Issue #954, opened 2016-03-15
Document and prefer multiply-specified URL parameters over comma-separated


gibson042:
Ref gh-951

`QUnit.urlParams` already stores repeated URL parameters in arrays: https://github.com/jquery/qunit/blob/0f9ae3443a0fc78d96baa2eb86f90b0cba9264b5/src/core/utilities.js#L115
For consistency with `QUnit.config` and to preclude ambiguous parsing, we should prefer that method over comma-separated values for specifying composite parameters (e.g., `?moduleId=720ab266&moduleId=0af5a573` instead of `?moduleId=720ab266,0af5a573`), and deprecate the latter anywhere it's already documented.

trentmwillis:
I was unaware of the auto-concatenating of repeated params. I agree we should standardize on a single format. However, I'm not a huge fan of the first approach due to verbosity, but I guess it makes more sense than attempting to figure out if a comma is meant as a separator or if it is just part of the value.

leobalter:
The changes for gh-951 are not released yet, do you want me to revert until we fix it? If we fix it soon we don't need to mind on any breaking change (or reverting commits).

gibson042:
No, I wouldn't revert because e47a7c3db1572387e62846e2e4f39acf7db528f2 just carried forward the already-present pattern of [`testId`](https://github.com/jquery/qunit/commit/e47a7c3db1572387e62846e2e4f39acf7db528f2#diff-217941a76651434529372f12f6de3cbe) (and we don't have any documentation claiming support for comma-separated values, just code).

Issue #754, opened 2015-02-27
`testIds` are invalidated when using toolbar options


lamchau:
**Version**: 1.17.1 / 1.17.2-pre

**Steps to repro**:
 1. Specify two (2) `testId` (e.g. `http://localhost:3003/?testId=1a9c4dda&testId=f0342ae5`)
 2. Click/select 'Check for Globals'

**Result**: Test refreshes and the URL is encoded `http://localhost:3003/?testId=1a9c4dda%2Cf0342ae5` and none of the tests run.

**Expected**: Same are repro step 1 but with option flag(s) set.

Related to: #569

leobalter:
@lamchau, your 7069029 seems to solve the problem.

Having two `testId`s set in the url params is not supported, and I don't recommend using it,  Maybe filtering by the module would be better.

Even though, I don't see any reason to not ship your commit.

I'm waiting for the PR.

lamchau:
Thanks! Just signed the CLA! 

I was looking for tests to write for parity with `config.testId = [...]` before I submitted a PR -- but I didn't see any.

leobalter:
We don't have proper tests for the urlParams yet. :(

PR #957, opened 2016-03-15
Core: Stop splitting URL parameter values by commas

gibson042:
Repeating parameters is the preferred mechanism for specifying
multi-valued options by URL.

Fixes gh-954

Since we don't have any documentation of URL parameters, this doesn't break an official API.

### DIFF
--- a/src/core/config.js
+++ b/src/core/config.js
@@ -90,15 +90,6 @@ if ( urlParams.seed ) {
 	}
 }
 
-function getIds ( params ) {
-	var paramArray = [];
-	if ( params ) {
-
-		// Ensure that params is an array
-		paramArray = decodeURIComponent( params ).split( "," );
-	}
-	return paramArray;
-}
-
-config.testId = getIds( urlParams.testId );
-config.moduleId = getIds( urlParams.moduleId );
+// Force array-valued testId and moduleId configuration values
+config.testId = [].concat( urlParams.testId || [] );
+config.moduleId = [].concat( urlParams.moduleId || [] );
--- a/reporter/html.js
+++ b/reporter/html.js
@@ -281,10 +281,9 @@ function setUrl( params ) {
 	params = QUnit.extend( QUnit.extend( {}, QUnit.urlParams ), params );
 
 	for ( key in params ) {
-		if ( hasOwn.call( params, key ) ) {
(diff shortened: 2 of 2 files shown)


src/core/config.js
```diff
@@ -90,15 +90,6 @@ if ( urlParams.seed ) {
...
-		paramArray = decodeURIComponent( params ).split( "," );
-	}
-	return paramArray;
-}
-
-config.testId = getIds( urlParams.testId );
-config.moduleId = getIds( urlParams.moduleId );
+// Force array-valued testId and moduleId configuration values
+config.testId = [].concat( urlParams.testId || [] );
+config.moduleId = [].concat( urlParams.moduleId || [] );
```
leobalter: from a performance perspective we could use `Array.prototype.concat.call` here.

leobalter:
LGTM

src/core/config.js
gibson042: The `urlParams` properties are not guaranteed to be arrays. I could replace the `|| []` with an `if ( urlParams.moduleId )`, but I prefer the single-line form and am not worried about creating a couple of unnecessary arrays during initialization.

leobalter: still works on:

```js
Array.prototype.concat.call( urlParams.moduleId || [] );
```

trentmwillis:
Overall :+1:, though I just want to make sure we acknowledge that even though it is not officially documented, many users are probably used to being able to use comma-separated parameter values. So we should probably get on top of [documenting the url params](https://github.com/jquery/api.qunitjs.com/issues/117).

gibson042:
I don't know about _many_ users... this was introduced a year ago in b52ceb553b712e7e94df3a1bb6bfd444aa5e771f, and as it turns out was just an easy way to deal with automatic array joining from a [properly-specified initial state](https://github.com/jquery/qunit/issues/754) (a case which, it turns out, my first stab at this had regressed on). I do agree about gh-117, though.

As for this PR, and in light of the above, do we feel comfortable introducing it now? I'm on board, but an argument could be made for waiting.

trentmwillis:
> As for this PR, and in light of the above, do we feel comfortable introducing it now?

I'm fine with introducing it now, so long as we get the documentation portion completed before the next release.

# # #

* _YOUR GOAL_
All that belongs in your answer is the stretch of entries above from the line with "1.17.1 / 1.17.2-pre" through the line with "the tests run.", printed exactly.

* _YOUR RESPONSE_
**Version**: 1.17.1 / 1.17.2-pre

**Steps to repro**:
 1. Specify two (2) `testId` (e.g. `http://localhost:3003/?testId=1a9c4dda&testId=f0342ae5`)
 2. Click/select 'Check for Globals'

**Result**: Test refreshes and the URL is encoded `http://localhost:3003/?testId=1a9c4dda%2Cf0342ae5` and none of the tests run.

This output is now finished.